* **Problem**
As soon as the line containing "## blameWith" appears in the material below, start returning lines exactly, and end with the line containing "## fromPred".

* **Data**
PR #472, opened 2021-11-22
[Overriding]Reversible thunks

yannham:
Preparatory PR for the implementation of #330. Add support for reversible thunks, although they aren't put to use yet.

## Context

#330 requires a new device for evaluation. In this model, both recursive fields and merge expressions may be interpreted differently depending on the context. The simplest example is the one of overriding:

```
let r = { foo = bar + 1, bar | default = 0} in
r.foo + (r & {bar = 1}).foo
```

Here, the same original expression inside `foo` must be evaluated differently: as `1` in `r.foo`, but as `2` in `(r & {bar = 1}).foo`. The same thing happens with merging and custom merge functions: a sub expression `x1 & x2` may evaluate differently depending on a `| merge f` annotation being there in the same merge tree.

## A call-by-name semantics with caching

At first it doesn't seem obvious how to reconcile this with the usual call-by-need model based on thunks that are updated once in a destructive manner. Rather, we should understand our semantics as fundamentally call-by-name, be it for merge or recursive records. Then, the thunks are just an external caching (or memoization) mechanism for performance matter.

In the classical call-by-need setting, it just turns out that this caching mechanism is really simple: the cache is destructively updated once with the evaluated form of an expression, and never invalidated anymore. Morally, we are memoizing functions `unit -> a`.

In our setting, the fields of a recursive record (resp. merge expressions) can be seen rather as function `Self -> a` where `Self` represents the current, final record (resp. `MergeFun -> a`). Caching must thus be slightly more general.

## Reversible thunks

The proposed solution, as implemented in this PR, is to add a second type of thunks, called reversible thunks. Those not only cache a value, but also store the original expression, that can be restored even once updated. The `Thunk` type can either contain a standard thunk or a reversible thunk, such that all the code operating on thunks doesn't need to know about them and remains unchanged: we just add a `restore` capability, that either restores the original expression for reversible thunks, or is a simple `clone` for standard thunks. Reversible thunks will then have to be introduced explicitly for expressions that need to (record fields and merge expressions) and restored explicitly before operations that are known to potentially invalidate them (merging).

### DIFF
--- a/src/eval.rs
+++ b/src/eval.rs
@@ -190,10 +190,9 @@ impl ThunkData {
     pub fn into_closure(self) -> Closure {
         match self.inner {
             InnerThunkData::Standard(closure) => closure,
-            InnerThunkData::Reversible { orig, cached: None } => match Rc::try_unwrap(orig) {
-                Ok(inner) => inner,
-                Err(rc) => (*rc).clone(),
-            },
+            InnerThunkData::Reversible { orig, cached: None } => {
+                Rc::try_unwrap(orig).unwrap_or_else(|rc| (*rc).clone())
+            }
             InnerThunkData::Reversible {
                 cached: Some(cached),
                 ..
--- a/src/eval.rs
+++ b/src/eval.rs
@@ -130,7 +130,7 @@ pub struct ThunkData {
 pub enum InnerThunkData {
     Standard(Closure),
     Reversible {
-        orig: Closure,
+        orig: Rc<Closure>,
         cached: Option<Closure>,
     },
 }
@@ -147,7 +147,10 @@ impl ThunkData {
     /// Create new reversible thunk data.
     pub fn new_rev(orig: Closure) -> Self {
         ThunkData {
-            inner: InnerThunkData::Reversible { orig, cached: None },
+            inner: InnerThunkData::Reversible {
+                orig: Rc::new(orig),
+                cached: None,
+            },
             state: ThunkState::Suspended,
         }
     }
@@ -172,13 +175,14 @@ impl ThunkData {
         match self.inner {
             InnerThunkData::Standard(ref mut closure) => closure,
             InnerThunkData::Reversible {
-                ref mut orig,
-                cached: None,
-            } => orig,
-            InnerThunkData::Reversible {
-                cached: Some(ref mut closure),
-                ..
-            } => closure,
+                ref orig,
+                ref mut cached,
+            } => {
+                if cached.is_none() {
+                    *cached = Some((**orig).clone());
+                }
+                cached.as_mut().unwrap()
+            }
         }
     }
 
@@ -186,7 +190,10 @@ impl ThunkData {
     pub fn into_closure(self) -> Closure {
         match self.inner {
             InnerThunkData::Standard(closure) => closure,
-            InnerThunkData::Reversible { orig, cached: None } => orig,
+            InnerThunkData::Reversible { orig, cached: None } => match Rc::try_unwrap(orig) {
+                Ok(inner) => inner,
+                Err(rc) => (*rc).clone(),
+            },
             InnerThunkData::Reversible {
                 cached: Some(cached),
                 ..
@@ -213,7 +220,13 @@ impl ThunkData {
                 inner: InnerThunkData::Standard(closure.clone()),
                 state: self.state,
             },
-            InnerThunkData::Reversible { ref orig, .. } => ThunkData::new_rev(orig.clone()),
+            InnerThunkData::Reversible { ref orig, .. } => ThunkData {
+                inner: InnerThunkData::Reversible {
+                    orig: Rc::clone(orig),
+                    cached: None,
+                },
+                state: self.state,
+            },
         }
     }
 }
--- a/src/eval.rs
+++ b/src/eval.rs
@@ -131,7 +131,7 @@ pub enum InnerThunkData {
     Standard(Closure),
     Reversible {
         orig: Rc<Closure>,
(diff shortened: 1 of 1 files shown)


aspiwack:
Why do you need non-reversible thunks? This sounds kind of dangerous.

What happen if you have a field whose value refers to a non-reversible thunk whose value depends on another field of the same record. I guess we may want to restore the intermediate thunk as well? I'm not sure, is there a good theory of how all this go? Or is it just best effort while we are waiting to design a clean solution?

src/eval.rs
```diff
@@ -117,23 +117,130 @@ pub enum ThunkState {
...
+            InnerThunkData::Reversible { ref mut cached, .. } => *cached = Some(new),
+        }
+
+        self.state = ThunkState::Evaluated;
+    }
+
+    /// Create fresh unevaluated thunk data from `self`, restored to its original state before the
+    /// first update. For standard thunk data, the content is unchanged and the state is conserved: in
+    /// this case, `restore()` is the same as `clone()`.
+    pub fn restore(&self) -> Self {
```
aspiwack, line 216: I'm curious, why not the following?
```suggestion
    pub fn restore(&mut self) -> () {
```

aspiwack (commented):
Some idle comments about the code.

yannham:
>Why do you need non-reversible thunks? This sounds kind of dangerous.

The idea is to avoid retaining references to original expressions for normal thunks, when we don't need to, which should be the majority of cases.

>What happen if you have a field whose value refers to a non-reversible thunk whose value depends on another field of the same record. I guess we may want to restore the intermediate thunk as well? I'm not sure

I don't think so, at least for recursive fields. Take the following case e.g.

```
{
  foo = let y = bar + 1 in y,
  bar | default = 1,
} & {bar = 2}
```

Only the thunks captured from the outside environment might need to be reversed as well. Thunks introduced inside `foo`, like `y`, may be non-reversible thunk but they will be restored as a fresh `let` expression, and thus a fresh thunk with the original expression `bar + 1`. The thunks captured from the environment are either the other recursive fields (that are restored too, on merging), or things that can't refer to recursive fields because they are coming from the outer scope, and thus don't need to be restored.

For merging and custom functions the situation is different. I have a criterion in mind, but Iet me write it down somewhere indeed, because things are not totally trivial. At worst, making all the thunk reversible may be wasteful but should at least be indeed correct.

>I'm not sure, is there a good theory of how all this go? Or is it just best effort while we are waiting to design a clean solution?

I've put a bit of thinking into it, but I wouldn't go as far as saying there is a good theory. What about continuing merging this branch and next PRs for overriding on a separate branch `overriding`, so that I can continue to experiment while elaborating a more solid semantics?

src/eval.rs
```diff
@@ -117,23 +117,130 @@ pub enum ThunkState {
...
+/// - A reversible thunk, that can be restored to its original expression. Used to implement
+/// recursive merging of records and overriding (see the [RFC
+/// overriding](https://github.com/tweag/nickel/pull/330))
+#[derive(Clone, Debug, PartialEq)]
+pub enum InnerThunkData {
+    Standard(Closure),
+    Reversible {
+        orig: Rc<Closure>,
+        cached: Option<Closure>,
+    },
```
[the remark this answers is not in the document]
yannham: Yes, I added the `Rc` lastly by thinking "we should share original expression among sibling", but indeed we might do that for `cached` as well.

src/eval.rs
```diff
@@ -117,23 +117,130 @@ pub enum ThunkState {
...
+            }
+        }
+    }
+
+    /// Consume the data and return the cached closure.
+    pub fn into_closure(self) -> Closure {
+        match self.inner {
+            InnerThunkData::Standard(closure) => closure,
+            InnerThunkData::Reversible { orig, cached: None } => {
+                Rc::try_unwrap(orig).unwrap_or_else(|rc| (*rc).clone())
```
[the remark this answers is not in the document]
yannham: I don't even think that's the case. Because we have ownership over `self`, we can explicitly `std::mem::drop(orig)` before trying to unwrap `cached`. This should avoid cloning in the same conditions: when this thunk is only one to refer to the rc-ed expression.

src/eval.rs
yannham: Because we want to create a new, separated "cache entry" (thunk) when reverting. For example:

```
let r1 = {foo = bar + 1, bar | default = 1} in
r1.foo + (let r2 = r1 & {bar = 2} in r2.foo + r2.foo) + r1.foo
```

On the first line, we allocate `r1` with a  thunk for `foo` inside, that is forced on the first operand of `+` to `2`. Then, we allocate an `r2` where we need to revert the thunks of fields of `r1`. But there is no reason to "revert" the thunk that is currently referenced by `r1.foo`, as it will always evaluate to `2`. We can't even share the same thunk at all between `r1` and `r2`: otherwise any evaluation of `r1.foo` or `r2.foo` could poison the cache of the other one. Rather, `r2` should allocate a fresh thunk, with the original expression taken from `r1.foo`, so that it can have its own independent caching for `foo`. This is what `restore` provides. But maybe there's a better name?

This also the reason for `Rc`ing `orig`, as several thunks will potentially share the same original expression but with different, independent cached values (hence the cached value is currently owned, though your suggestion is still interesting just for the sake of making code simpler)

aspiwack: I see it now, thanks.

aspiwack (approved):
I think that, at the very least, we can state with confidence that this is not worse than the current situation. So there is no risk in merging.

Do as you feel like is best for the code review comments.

--

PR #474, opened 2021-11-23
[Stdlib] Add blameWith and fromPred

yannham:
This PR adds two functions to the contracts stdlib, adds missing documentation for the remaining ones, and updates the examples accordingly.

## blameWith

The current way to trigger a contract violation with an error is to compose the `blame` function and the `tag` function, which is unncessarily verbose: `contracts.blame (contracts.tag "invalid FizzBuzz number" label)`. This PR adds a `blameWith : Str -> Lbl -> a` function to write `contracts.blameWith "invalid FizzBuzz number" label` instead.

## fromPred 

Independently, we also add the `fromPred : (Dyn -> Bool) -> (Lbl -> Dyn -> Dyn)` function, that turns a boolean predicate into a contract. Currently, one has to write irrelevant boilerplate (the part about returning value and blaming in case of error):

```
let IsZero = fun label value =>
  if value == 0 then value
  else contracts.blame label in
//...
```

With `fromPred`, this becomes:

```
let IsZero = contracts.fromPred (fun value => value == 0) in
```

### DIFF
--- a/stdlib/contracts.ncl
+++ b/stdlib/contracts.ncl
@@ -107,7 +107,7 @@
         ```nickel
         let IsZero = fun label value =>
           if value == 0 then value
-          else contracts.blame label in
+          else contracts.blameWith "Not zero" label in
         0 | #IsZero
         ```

...

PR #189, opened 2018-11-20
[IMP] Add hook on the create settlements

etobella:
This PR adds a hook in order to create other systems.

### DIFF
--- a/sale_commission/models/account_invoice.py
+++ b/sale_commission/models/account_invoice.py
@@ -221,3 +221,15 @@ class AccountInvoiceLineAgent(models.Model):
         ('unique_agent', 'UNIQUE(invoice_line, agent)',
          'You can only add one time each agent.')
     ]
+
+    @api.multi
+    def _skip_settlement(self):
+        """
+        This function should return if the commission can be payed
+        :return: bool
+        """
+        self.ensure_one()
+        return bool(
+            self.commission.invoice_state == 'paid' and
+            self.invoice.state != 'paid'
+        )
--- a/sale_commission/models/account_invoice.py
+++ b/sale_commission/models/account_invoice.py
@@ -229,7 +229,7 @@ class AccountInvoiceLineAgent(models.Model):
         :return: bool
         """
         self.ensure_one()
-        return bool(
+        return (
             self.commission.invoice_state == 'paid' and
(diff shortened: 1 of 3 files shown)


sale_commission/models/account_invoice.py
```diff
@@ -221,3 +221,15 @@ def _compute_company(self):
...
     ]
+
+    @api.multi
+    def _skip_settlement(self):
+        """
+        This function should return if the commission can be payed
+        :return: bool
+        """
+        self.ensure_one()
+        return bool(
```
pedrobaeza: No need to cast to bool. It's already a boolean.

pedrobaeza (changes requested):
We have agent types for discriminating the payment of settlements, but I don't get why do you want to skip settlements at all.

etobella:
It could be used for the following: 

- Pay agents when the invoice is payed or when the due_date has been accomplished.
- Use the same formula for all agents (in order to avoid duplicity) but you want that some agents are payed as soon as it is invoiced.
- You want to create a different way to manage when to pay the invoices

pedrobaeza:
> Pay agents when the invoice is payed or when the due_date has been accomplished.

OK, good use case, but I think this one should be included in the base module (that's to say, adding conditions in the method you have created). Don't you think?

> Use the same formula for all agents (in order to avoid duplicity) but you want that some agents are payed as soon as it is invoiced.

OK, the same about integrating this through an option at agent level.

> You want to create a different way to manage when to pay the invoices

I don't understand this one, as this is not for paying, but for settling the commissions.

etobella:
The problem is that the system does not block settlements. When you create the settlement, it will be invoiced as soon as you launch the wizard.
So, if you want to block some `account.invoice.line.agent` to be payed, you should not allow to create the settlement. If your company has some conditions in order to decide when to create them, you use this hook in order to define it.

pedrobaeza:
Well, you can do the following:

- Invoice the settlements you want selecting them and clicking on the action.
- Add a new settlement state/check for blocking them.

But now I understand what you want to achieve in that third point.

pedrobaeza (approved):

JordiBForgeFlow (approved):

* **Task answer**
## blameWith

The current way to trigger a contract violation with an error is to compose the `blame` function and the `tag` function, which is unncessarily verbose: `contracts.blame (contracts.tag "invalid FizzBuzz number" label)`. This PR adds a `blameWith : Str -> Lbl -> a` function to write `contracts.blameWith "invalid FizzBuzz number" label` instead.

## fromPred 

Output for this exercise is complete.